Work out the count of lines in the entries below that include "your", and write only that count.

[Collected data]
• • •
PR #6537, opened 2023-01-18
fix: remove annoying outline when <Button /> clicked

luiisca:
## What does this PR do?

This PR addresses a problem with the Button component where an unwanted outline, which should only be shown in focus, would appear when clicking on any button. So I did a bit of research and I found out focus-visible is a better way to focus elements, as it is only triggered ["via keyboard or some other non-pointing device”](https://hidde.blog/focus-visible-more-than-keyboard/) and not via clicks like focus.

Before: https://www.loom.com/share/f8b5d76024224e27889fd0af680166c1
Now: https://www.loom.com/share/0c1e91626d624943a84df3e26fd7211e

## Type of change


sean-brydon (changes requested):
Nice spot here bud - suprised i've never even noticed this happens on click!

Code looks good but could you go ahead and remove the yarn.lock from this PR? 

`git checkout origin/main -- yarn.lock`

sean-brydon:
Hey @luiisca it looks like yarn.lock was just deleted - if you follow the command i pasted above you will be able to restore it with the version that is on our main branch

PeerRich (approved):

sean-brydon (dismissed):
please run `git checkout origin/main -- yarn.lock` to restore yarn.lock in this PR

PeerRich (approved):

PeerRich:
hey, I am thinking about applying this fix for all focus:outline-none here: https://github.com/calcom/cal.com/pull/6604

emrysal:
Sorted the yarn.lock issue, ready to merge 👍 - thanks for your contribution!

PeerRich:
thank you, @luiisca !! i wonder if we should do this in other places of the app too?

PR #10086, opened 2023-07-12
Add huntr.dev to SECURITY.md

huntr-helper:
As requested through the platform by @calcom, this will point your security policy to [huntr.dev](https://huntr.dev/repos/calcom/cal.com})


ConnorGargano:
Not applicable, we are not looking into using Huntr.dev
• • •
▸ Expected output
2